Though the seeding games have yet to start, the NBA‘s bubble experiment in Orlando has been a success so far. With 22 teams entering the Walt Disney Resort bubble, the league enforcing strict protocol and regulations for all its players and zero positive coronavirus tests, to this point, professional basketball has set the standard for other sports leagues to aspire to as they plan their own returns to play.

However, none of this changes the fact that Florida — and the United States in general — remains a hotbed for COVID-19, with the number of cases surpassing 4.4 million cases and 152,000 deaths as of Tuesday. Despite this complete failure to contain the virus by simply wearing masks and maintaining social distancing, the U.S. is now approaching another potential catastrophe with schools attempting to reopen in the fall.

Bearing that in mind, National Basketball Players Association executive director Michele Roberts is already speaking an idea into existence that might be a no-brainer if things remain the same over the next few months. According to ESPN’s Tim Bontemps, Roberts says the NBA might need a bubble for the entire 2020-21 season too.

“If tomorrow looks like today, I don’t know how we say we can do it differently,” she told ESPN.

Roberts is making a factual statement about the NBA, which feels obvious the more you think about it.

While some Americans are finally waking up as to the safety of wearing masks and the severity of this virus, many still believe their rights are being infringed upon, that this is no more deadly than the seasonal flu and that the low mortality rate is no reason to shut down the country. If that mindset holds, and the number of nationwide cases fails to decline, the NBA will be forced to forego a ton of revenue that comes from home games in favor of a bubble that can hold all 30 teams.

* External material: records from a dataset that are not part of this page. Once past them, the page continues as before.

PR #1415, opened 2019-02-01
Migrate test_lib_apps.py, HOTP and TOTP tests

fredreichbier:
This migrates ``test_lib_tokens_{hotp,totp}.py`` and ``test_lib_apps.py``.


tests/test_lib_tokens_totp.py
```diff
@@ -499,11 +499,14 @@ def test_19_pin_otp_functions(self):
         #self.assertTrue(res == 47251647, res)
         self.assertTrue(res == -1, res)
 
-        # simple get_otp of current time
-        r = token.get_otp()
-        self.assertTrue(r > 47251648, r)
-        r = token.get_otp(current_time=datetime.datetime.now())
-        self.assertTrue(r > 47251648, r)
+        # simple OTPs of current time
+        # TODO: Not sure if that's what should be tested here
```
fredreichbier: This is a bit tricky here. The assertion ``r > 47251648`` apparently always succeeded in Python 2, because ``r`` is a tuple:
```python
>>> (1, "pin", "otp", "pinotp") > 47251648
True
```
But under Python 3, tuples and ints are incomparable:
```python
>>> (1, "pin", "otp", "pinotp") > 47251648
  File "<stdin>", line 1, in <module>
TypeError: '>' not supported between instances of 'tuple' and 'int'
```
so the test above fails.

So I tried to find out what should be tested here: If I understand correctly, the test was intended to check that the TOTP counter value is bigger than 47251648. I tried to fix the test accordingly, but I'm not sure if it makes sense. @cornelinux you got any idea?

privacyidea/lib/apps.py
```diff
@@ -56,19 +57,25 @@
...
+        if isinstance(key, six.text_type):
             key = key.encode('utf-8')
-        if isinstance(value, unicode):
+        if isinstance(value, six.text_type):
             value = value.encode('utf-8')
-        extra_data_list.append('{key}={value}'.format(key=quote(str(key)),
-                                                      value=quote(str(value))))
+        # Thus, ``quote`` returns (ASCII) bytes on Python 2. On Python 3, it returns str.
+        extra_data_list.append('{key}={value}'.format(key=quote(key),
+                                                      value=quote(value)))
```
plettich: i was thinking about this section as well and thought about a helper function like `to_unicode_string(s)` which
 * does nothing if `s` already is a unicode string
 * converts `s` to a unicode string if it is a byte string
 * converts `s` to a (unicode) string if it is something else (int, bool, ...)
Similar to `convert_column_to_unicode()`
What do You think?

privacyidea/lib/apps.py
```diff
@@ -126,7 +133,7 @@ def create_google_authenticator_url(key=None, user=None,
 
     key_bin = binascii.unhexlify(key)
     # also strip the padding =, as it will get problems with the google app.
-    otpkey = base64.b32encode(key_bin).strip('=')
+    otpkey = base64.b32encode(key_bin).decode('utf-8').strip('=')
```
plettich: i would prefer something like `to_unicode(...)` instead of `.decode()`, i find it more 'literal'. What do You think?

cornelinux: hm, I think there are sill a lot of occurrences of "decode".
We should then also change this in the rest of the code.

tests/test_lib_tokens_totp.py
cornelinux: Yes, it is probably the OTP counter. I also stumbled upon this at another python3 PR I issued some days ago.

fredreichbier: OK thanks, then I'll just keep the updated test and remove the TODO comment.

privacyidea/lib/apps.py
fredreichbier: This section is really a bit hacky :-) Maybe a helper function would also improve readability. But I'm not sure if a ``to_unicode_string`` function would be helpful here: ``key`` and ``value`` actually need to be converted to byte strings, because ``quote()`` on Python 2 crashes if we pass a unicode string:
```python
>>> urllib2.quote(u'ö')
  File "<stdin>", line 1, in <module>
  File "/usr/lib/python2.7/urllib.py", line 1298, in quote
    return ''.join(map(quoter, s))
KeyError: u'\xf6'
```

privacyidea/lib/apps.py
fredreichbier: Yeah, ``.decode('utf-8')`` isn't that nice. :-/ But as far as I can see, ``to_unicode`` is more of a Holzhammer function, because it does nothing if the input is already a unicode string, and decodes to a unicode string only if the input is a byte string. But in the case above, we *know* that ``b32encode`` returns a byte string, so we know that we always need to decode. But maybe that's nitpicking -- what do you think?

Just because the league has had success with its bubble experiment so far doesn’t make this an acceptable outcome. MLB (and likely the NFL soon) has already shown how easily a lack of planning can backfire on a restart for sports, but having an entire NBA season in a bubble would be unprecedented and extremely difficult to facilitate.

Gathering 22 NBA teams for eight seeding games and then the playoffs over a 1-3 month period to finish a season is one thing, but finding a way to do so for 82 regular-season games and another postseason, all while accommodating these players to have family, friends and adequate entertainment around in order to stave off boredom? That would be another matter entirely.

Playing games without fans is already weird enough, but asking these players to forego their social lives and commit to a full season in a bubble is going to be a tough, albeit potentially necessary sell. If everyone in America wore a mask, the coronavirus situation would be under control within 2-3 months. Here’s hoping that unlikely scenario actually materializes between now and the start of the 2020-21 campaign in December.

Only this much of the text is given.